Ганц удивленно посмотрел на графиню.
– Ваше сиятельство, а смуты и бунты – лучше?
Лиля спрятала лицо в ладонях.
– Но дети…
– Вы же сами все знаете.
Лиля вздохнула. Развернулась… Ганц поймал ее за опустившуюся руку.
– Ваше сиятельство…
И таким постаревшим в один миг показалось ему лицо графини.
– Не надо, Ганц. Я ничего не сделаю. Мне просто больно… пусти.
Спустя час личный камердинер короля, доверенный и даже посвященный в некоторые секреты, нашел графиню Иртон скорчившейся на подоконнике за занавеской.
Женщина выглядела краше в гроб кладут. Лицо осунулось. Между бровями маленькая морщинка, на щеках следы от слез…
– Ваше сиятельство, пожалуйте к его величеству…
Лиля слезла кое-как с подоконника, поправила платье… и не удержалась.
– Как вы думаете, жестокость – это привилегия королей?
Старый слуга не удивился. За свою долгую придворную жизнь он и не такое слышал.
– Я думаю, ваше сиятельство, это беда всех королей.
Эдоард пристально посмотрел на Лилю, когда она вошла в комнату.
М-да… Плакала? Волосы растрепаны, глаза больные и красные…
– Что случилось, графиня?
– Все в порядке, ваше величество.
– Неужели?
Лиля опустилась на колени рядом с кроватью.
– Ваше величество, отпустите меня домой? В Иртон?
– Почему?
Лиля молчала.
– Графиня…
Это было произнесено настолько жестко, что Лиля вздохнула.
– Амалия. И дети. И… я все порчу! Я везде приношу беду, я не хочу так больше! Лучше бы я умерла…
Слезы хлынули потоком.
Эдоард нахмурился.
– Нет…
– Если бы не я…
Лиля плакала взахлеб, слизывая слезы и некрасиво вытирая нос полотенцем. Ее слезы были непритворными. При мысли о Сэсси, Джесе, больной девочке на душе так мерзко становилось, что хоть головой в прорубь. Король молча наблюдал этот цирк. Эдоард не только был неплохим правителем, он еще знал, что женщине не надо мешать рыдать. Сама придет в себя, а будешь успокаивать – истерика затянется на несколько часов.
И его мудрое величество оказался прав. Минут через пятнадцать Лиля высморкалась в полностью изгвазданное полотенце и кивнула.

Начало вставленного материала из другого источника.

Issue #943, opened 2022-06-01
http_endpoint and http_tokens arguments missing from amazonec2_config node template block


axeal:
Rancher EC2 Node Templates support IMDSv2 configuration via the http_endpoint and http_tokens arguments (https://github.com/rancher/rancher/issues/25078).

Currently these options are exposed for the amazonec2_config block of the [machine_config_v2](https://github.com/rancher/terraform-provider-rancher2/blob/v1.24.0/docs/resources/machine_config_v2.md#amazonec2_config) resource in the Rancher Terraform Provider, but not for the amazonec2_config block of the [node_template resource](https://github.com/rancher/terraform-provider-rancher2/blob/v1.24.0/docs/resources/node_template.md#amazonec2_config).

SURE-4765

a-blender:
Terraform tests for these EC2 fields will be added in a second PR. Then, once that is merged I believe QA can test this using the rancher2 provider.

HarrisonWAffel:
The tests have been implemented in https://github.com/rancher/terraform-provider-rancher2/commit/9f7ba67f6467cfc8f8e1381b0be98d10b6124e52, (which is misnamed 944 vs 943), this should be good to test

– Ваше величество, простите.
– Вылечите меня, графиня. Потом поговорим. И запомните: не вы это начали. Вы просто защищали свою жизнь. И Миранду.
Лиле стало стыдно. Реально стыдно. Перед ней больной человек, ее пациент. А она тут что развела?
Итак… Подушки поправить, болеутоляющее дать, пульс проверить, давление… вообще, можно было его посчитать линейкой и иголочкой. Если уж очень упрощать. Но вот беда… эталона не было. Хорошо, когда метрическая система тебе в помощь. А тут как? Какая тут длина меридиана?
Эх…
«Что ж я за дура – и почему не ходила на факультативы по астрономии и не уделяла внимания физике? Дура я, дура…»
Эдоард медленно засыпал. Боли почти не чувствовалось. Хотя графиня и предупредила, что это временно. Но даже так лучше чем ничего.
Отпустить ее… Ну-ну… нет, может, так и лучше. В Иртоне ей проще, чем при дворе, а новинки он может получать и оттуда.
Но!
Чтобы Лилиан была безопасна для короны – она должна оставаться графиней Иртон. Только вот зная Джерисона… Лилиан уже столько раз по его репутации одним своим появлением потопталась. Первая их встреча должна пройти под наблюдением короны. Или лично короля.
К тому же надо пристроить к ней внуков… И не к кому больше, и Миранде у нее хорошо.
Столько всего сделать надо… Умирать совершенно некогда.
Ганц тоже чувствовал себя мерзко. И особенно – когда входил к Амалии в камеру. Но и переложить это на кого-то другого не мог.
– Госпожа, я должен сообщить вам, что за покушение на короля, на графа и графиню Иртон, за подготовку попытки переворота и прочее вы приговорены к смертной казни.
Амалия кивнула. Медленно встала.
– Мои дети? Они останутся живы?
Ганц промолчал. Амалия подалась вперед.
– Прошу вас! Я все сделаю, но их за что?!
Ганц молчал. За его спиной стоял палач. Так распорядился король. Никакого яда. Смерть должна быть несомненной, а яд…
Это скорее последнее милосердие. Яд часто дает осечки, заставляет умирать медленно, мучительно, пусть лучше удавка в умелых руках. Пара минут – и все кончено.
– Лэйр Тримейн! – Амалия упала на колени.
Ганц покачал головой:
– Не все ваши дети умрут. Пусть хотя бы это…
– Кто? Джес?
– Трое старших.
– Нет!!! – В синих глазах метнулась боль. – Только не мои дети! Прошу вас!! Я все сделаю, что вы пожелаете!!!